(Stored data entries)

PR #123, opened 2020-06-30
Added timeshift.py contrib demo 

stevef51:
Added timeshift.py which can be used to shift a range or all of a repositories commits forwards or backwards in time

### DIFF
--- a/contrib/filter-repo-demos/timeshift.py
+++ b/contrib/filter-repo-demos/timeshift.py
@@ -1,0 +1,55 @@
+#!/usr/bin/env python3
+
+import argparse
+import os
+import subprocess
+import datetime
+import sys
+try:
+  import git_filter_repo as fr
+except ImportError:
+  raise SystemExit("Error: Couldn't find git_filter_repo.py.  Did you forget to make a symlink to git-filter-repo named git_filter_repo.py or did you forget to put the latter in your PYTHONPATH?")
+
+parser = argparse.ArgumentParser(
+          description='Offset a set of or all commits by n seconds, can be used to timeshift a repository')
+parser.add_argument('--offset', type=int,
+        help=("Offset in seconds"))
+parser.add_argument('--from-commit', type=str,
+        help=("Commit to start from"))
+parser.add_argument('--to-commit', type=str,
+        help=("Commit to finish at"))
+args = parser.parse_args()
+
+print(args)
+
+shouldOffset = args.from_commit is None
+
+def offsetDate(timestampAndUtcOffset):
+  timestampAndUtcOffset = timestampAndUtcOffset.decode('utf-8')
+  split = timestampAndUtcOffset.split(' ')
+  timestamp = int(split[0])
+  timestamp = timestamp + args.offset
+  result = str(timestamp) + ' ' + split[1];
+  result = result.encode()
+  return result
+
+def fixup_commits(commit, metadata):
+  global shouldOffset
+  commitId = commit.original_id.decode('utf-8')
+  if shouldOffset == False:
+    shouldOffset = args.from_commit == commitId
+  
+  if shouldOffset == True:
+    print('Offsetting commit ' + commitId)
+    commit.author_date = offsetDate(commit.author_date)
+    commit.committer_date = offsetDate(commit.committer_date)
+
+    if not args.to_commit is None:
+      shouldOffset = args.to_commit != commitId
+
+  else:
+    print('Skipping commit ' + commitId)
+
+fr_args = fr.FilteringOptions.parse_args(['--force'])
+filter = fr.RepoFilter(fr_args, commit_callback=fixup_commits)
+filter.run()
--- a/contrib/filter-repo-demos/README.md
+++ b/contrib/filter-repo-demos/README.md
@@ -16,6 +16,7 @@ lint-history         |Run some lint command on all non-binary files in history.
 clean-ignore         |Delete files from history which match current gitignore rules.
 filter-lamely (or filter&#8209;branch&#8209;ish) |A nearly bug compatible re-implementation of filter-branch (the git testsuite passes using it instead of filter-branch), with some performance tricks to make it several times faster (though it's still glacially slow compared to filter-repo).
 bfg-ish              |A re-implementation of most of BFG Repo Cleaner, with new features and bug fixes.
+timeshift            |Timeshift a range or all of a repositories commits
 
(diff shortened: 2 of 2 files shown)


contrib/filter-repo-demos/timeshift.py
```diff
@@ -0,0 +1,55 @@
...
+  raise SystemExit("Error: Couldn't find git_filter_repo.py.  Did you forget to make a symlink to git-filter-repo named git_filter_repo.py or did you forget to put the latter in your PYTHONPATH?")
+
+parser = argparse.ArgumentParser(
+          description='Offset a set of or all commits by n seconds, can be used to timeshift a repository')
+parser.add_argument('--offset', type=int,
+        help=("Offset in seconds"))
+parser.add_argument('--from-commit', type=str,
+        help=("Commit to start from"))
+parser.add_argument('--to-commit', type=str,
+        help=("Commit to finish at"))
```
newren, line 20: The implementation of --from-commit and --to-commit here will work for linear histories and some very special non-linear ones but is in general quite broken to rely on the order of commits as output by fast-export rather than checking for actual inclusion of commits inside a history range.

contrib/filter-repo-demos/timeshift.py
```diff
@@ -0,0 +1,55 @@
...
+args = parser.parse_args()
+
+print(args)
+
+shouldOffset = args.from_commit is None
+
+def offsetDate(timestampAndUtcOffset):
+  timestampAndUtcOffset = timestampAndUtcOffset.decode('utf-8')
```
newren, line 28: Why decode into utf-8?  The values are all numeric or a space.  Seems it'd be easier to just

timestamp, timezone = timestampAndUtcOffset.split(b' ')
return b'%d %s' % (int(timestamp)+args.offset, timezone)

contrib/filter-repo-demos/timeshift.py
```diff
@@ -0,0 +1,55 @@
...
+  split = timestampAndUtcOffset.split(' ')
+  timestamp = int(split[0])
+  timestamp = timestamp + args.offset
+  result = str(timestamp) + ' ' + split[1];
+  result = result.encode()
+  return result
+
+def fixup_commits(commit, metadata):
+  global shouldOffset
+  commitId = commit.original_id.decode('utf-8')
```
newren, line 38: decoding to utf-8 is kinda slow, even when it's already known to be ascii.  It'd be easier/faster to encode args.from_commit and args.to_commit -- especially since that only has to be done once instead of one decoding per commit in the repository.  In fact, you just need to add type=os.fsencode to the parser.add_argument() call and then it'll show up as bytes that you can compare directly.

contrib/filter-repo-demos/timeshift.py
```diff
@@ -0,0 +1,55 @@
...
+  if shouldOffset == False:
+    shouldOffset = args.from_commit == commitId
```
newren, line 40: Having both an = and == on the same line makes me prefer parentheses were added around the equality expression.  I know they technically aren't needed, but it just makes it read easier to me.  Of course, see comments above about args.from_commit and args.to_commit.

contrib/filter-repo-demos/timeshift.py
```diff
@@ -0,0 +1,55 @@
...
+  if shouldOffset == True:
+    print('Offsetting commit ' + commitId)
+    commit.author_date = offsetDate(commit.author_date)
+    commit.committer_date = offsetDate(commit.committer_date)
+
+    if not args.to_commit is None:
+      shouldOffset = args.to_commit != commitId
+
+  else:
+    print('Skipping commit ' + commitId)
```
newren, line 51: Ah, so this line is where it would make sense to have commitId decoded to utf8.  It seems like this would be a warning that would be repeated an awful lot and almost seems spammy, but I can see where you're coming from with it.  I'd rather just decode the commitIds that are used with this print rather than decoding all of them, though.

contrib/filter-repo-demos/timeshift.py
```diff
@@ -0,0 +1,55 @@
...
+
+fr_args = fr.FilteringOptions.parse_args(['--force'])
```
newren, line 53: Why are you adding --force?

contrib/filter-repo-demos/timeshift.py
stevef51: Yeah, good point - hadn't thought about non linear history repos, the repo I wrote this for is small and simple with a single master branch and timeline and the tool worked perfectly timeshifting groups of commits since the dev machine at the time had incorrect date/time

contrib/filter-repo-demos/timeshift.py
stevef51: Best I could do as a complete newbie to Python :)

contrib/filter-repo-demos/timeshift.py
stevef51: Noted, wasn't aware of the os.fsencode type

contrib/filter-repo-demos/timeshift.py
stevef51: Nice pickup, and yes c = (a == b) is clearer for sure

contrib/filter-repo-demos/timeshift.py
stevef51: Yeah, did think it might be spammy, but the timeshift tool I think would be used rarely so I found it useful to check which commits were being shifted and which weren't, over a small repo (like mine) it was fine, a large repo would definitely be spammy though

contrib/filter-repo-demos/timeshift.py
stevef51: Complete newbie to Python, I think I tried passing [] but the library then complained about no parameters - noticed other samples were passing --force, so I replicated blindly :)

newren:
> I'll perhaps change it to take --from-date and --to-date instead of commit id's, not something that I'll get around to anytime soon though, current version did what I needed it to and thought it might be helpful to someone else hence the pull-request :)

Totally understand.  Thanks for taking the time to contribute; others can search for it and perhaps find this, and if their needs are simple and won't get caught up by the edge cases I mentioned as problematic, then it may help them.  I also understand that not having the time to make it robust for all cases, so I'll go ahead and close out for now and if you want to revisit in the future we can do so.  Thanks again for contributing.  :-)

THE TASK — Go through the data above and return every line exactly.

WRITTEN REPLY —
PR #123, opened 2020-06-30
Added timeshift.py contrib demo 

stevef51:
Added timeshift.py which can be used to shift a range or all of a repositories commits forwards or backwards in time

### DIFF
--- a/contrib/filter-repo-demos/timeshift.py
+++ b/contrib/filter-repo-demos/timeshift.py
@@ -1,0 +1,55 @@
+#!/usr/bin/env python3
+
+import argparse
+import os
+import subprocess
+import datetime
+import sys
+try:
+  import git_filter_repo as fr
+except ImportError:
+  raise SystemExit("Error: Couldn't find git_filter_repo.py.  Did you forget to make a symlink to git-filter-repo named git_filter_repo.py or did you forget to put the latter in your PYTHONPATH?")
+
+parser = argparse.ArgumentParser(
+          description='Offset a set of or all commits by n seconds, can be used to timeshift a repository')
+parser.add_argument('--offset', type=int,
+        help=("Offset in seconds"))
+parser.add_argument('--from-commit', type=str,
+        help=("Commit to start from"))
+parser.add_argument('--to-commit', type=str,
+        help=("Commit to finish at"))
+args = parser.parse_args()
+
+print(args)
+
+shouldOffset = args.from_commit is None
+
+def offsetDate(timestampAndUtcOffset):
+  timestampAndUtcOffset = timestampAndUtcOffset.decode('utf-8')
+  split = timestampAndUtcOffset.split(' ')
+  timestamp = int(split[0])
+  timestamp = timestamp + args.offset
+  result = str(timestamp) + ' ' + split[1];
+  result = result.encode()
+  return result
+
+def fixup_commits(commit, metadata):
+  global shouldOffset
+  commitId = commit.original_id.decode('utf-8')
+  if shouldOffset == False:
+    shouldOffset = args.from_commit == commitId
+  
+  if shouldOffset == True:
+    print('Offsetting commit ' + commitId)
+    commit.author_date = offsetDate(commit.author_date)
+    commit.committer_date = offsetDate(commit.committer_date)
+
+    if not args.to_commit is None:
+      shouldOffset = args.to_commit != commitId
+
+  else:
+    print('Skipping commit ' + commitId)
+
+fr_args = fr.FilteringOptions.parse_args(['--force'])
+filter = fr.RepoFilter(fr_args, commit_callback=fixup_commits)
+filter.run()
--- a/contrib/filter-repo-demos/README.md
+++ b/contrib/filter-repo-demos/README.md
@@ -16,6 +16,7 @@ lint-history         |Run some lint command on all non-binary files in history.
 clean-ignore         |Delete files from history which match current gitignore rules.
 filter-lamely (or filter&#8209;branch&#8209;ish) |A nearly bug compatible re-implementation of filter-branch (the git testsuite passes using it instead of filter-branch), with some performance tricks to make it several times faster (though it's still glacially slow compared to filter-repo).
 bfg-ish              |A re-implementation of most of BFG Repo Cleaner, with new features and bug fixes.
+timeshift            |Timeshift a range or all of a repositories commits
 
(diff shortened: 2 of 2 files shown)


contrib/filter-repo-demos/timeshift.py
```diff
@@ -0,0 +1,55 @@
...
+  raise SystemExit("Error: Couldn't find git_filter_repo.py.  Did you forget to make a symlink to git-filter-repo named git_filter_repo.py or did you forget to put the latter in your PYTHONPATH?")
+
+parser = argparse.ArgumentParser(
+          description='Offset a set of or all commits by n seconds, can be used to timeshift a repository')
+parser.add_argument('--offset', type=int,
+        help=("Offset in seconds"))
+parser.add_argument('--from-commit', type=str,
+        help=("Commit to start from"))
+parser.add_argument('--to-commit', type=str,
+        help=("Commit to finish at"))
```
newren, line 20: The implementation of --from-commit and --to-commit here will work for linear histories and some very special non-linear ones but is in general quite broken to rely on the order of commits as output by fast-export rather than checking for actual inclusion of commits inside a history range.

contrib/filter-repo-demos/timeshift.py
```diff
@@ -0,0 +1,55 @@
...
+args = parser.parse_args()
+
+print(args)
+
+shouldOffset = args.from_commit is None
+
+def offsetDate(timestampAndUtcOffset):
+  timestampAndUtcOffset = timestampAndUtcOffset.decode('utf-8')
```
newren, line 28: Why decode into utf-8?  The values are all numeric or a space.  Seems it'd be easier to just

timestamp, timezone = timestampAndUtcOffset.split(b' ')
return b'%d %s' % (int(timestamp)+args.offset, timezone)

contrib/filter-repo-demos/timeshift.py
```diff
@@ -0,0 +1,55 @@
...
+  split = timestampAndUtcOffset.split(' ')
+  timestamp = int(split[0])
+  timestamp = timestamp + args.offset
+  result = str(timestamp) + ' ' + split[1];
+  result = result.encode()
+  return result
+
+def fixup_commits(commit, metadata):
+  global shouldOffset
+  commitId = commit.original_id.decode('utf-8')
```
newren, line 38: decoding to utf-8 is kinda slow, even when it's already known to be ascii.  It'd be easier/faster to encode args.from_commit and args.to_commit -- especially since that only has to be done once instead of one decoding per commit in the repository.  In fact, you just need to add type=os.fsencode to the parser.add_argument() call and then it'll show up as bytes that you can compare directly.

contrib/filter-repo-demos/timeshift.py
```diff
@@ -0,0 +1,55 @@
...
+  if shouldOffset == False:
+    shouldOffset = args.from_commit == commitId
```
newren, line 40: Having both an = and == on the same line makes me prefer parentheses were added around the equality expression.  I know they technically aren't needed, but it just makes it read easier to me.  Of course, see comments above about args.from_commit and args.to_commit.

contrib/filter-repo-demos/timeshift.py
```diff
@@ -0,0 +1,55 @@
...
+  if shouldOffset == True:
+    print('Offsetting commit ' + commitId)
+    commit.author_date = offsetDate(commit.author_date)
+    commit.committer_date = offsetDate(commit.committer_date)
+
+    if not args.to_commit is None:
+      shouldOffset = args.to_commit != commitId
+
+  else:
+    print('Skipping commit ' + commitId)
```
newren, line 51: Ah, so this line is where it would make sense to have commitId decoded to utf8.  It seems like this would be a warning that would be repeated an awful lot and almost seems spammy, but I can see where you're coming from with it.  I'd rather just decode the commitIds that are used with this print rather than decoding all of them, though.

contrib/filter-repo-demos/timeshift.py
```diff
@@ -0,0 +1,55 @@
...
+
+fr_args = fr.FilteringOptions.parse_args(['--force'])
```
newren, line 53: Why are you adding --force?

contrib/filter-repo-demos/timeshift.py
stevef51: Yeah, good point - hadn't thought about non linear history repos, the repo I wrote this for is small and simple with a single master branch and timeline and the tool worked perfectly timeshifting groups of commits since the dev machine at the time had incorrect date/time

contrib/filter-repo-demos/timeshift.py
stevef51: Best I could do as a complete newbie to Python :)

contrib/filter-repo-demos/timeshift.py
stevef51: Noted, wasn't aware of the os.fsencode type

contrib/filter-repo-demos/timeshift.py
stevef51: Nice pickup, and yes c = (a == b) is clearer for sure

contrib/filter-repo-demos/timeshift.py
stevef51: Yeah, did think it might be spammy, but the timeshift tool I think would be used rarely so I found it useful to check which commits were being shifted and which weren't, over a small repo (like mine) it was fine, a large repo would definitely be spammy though

contrib/filter-repo-demos/timeshift.py
stevef51: Complete newbie to Python, I think I tried passing [] but the library then complained about no parameters - noticed other samples were passing --force, so I replicated blindly :)

newren:
> I'll perhaps change it to take --from-date and --to-date instead of commit id's, not something that I'll get around to anytime soon though, current version did what I needed it to and thought it might be helpful to someone else hence the pull-request :)

Totally understand.  Thanks for taking the time to contribute; others can search for it and perhaps find this, and if their needs are simple and won't get caught up by the edge cases I mentioned as problematic, then it may help them.  I also understand that not having the time to make it robust for all cases, so I'll go ahead and close out for now and if you want to revisit in the future we can do so.  Thanks again for contributing.  :-)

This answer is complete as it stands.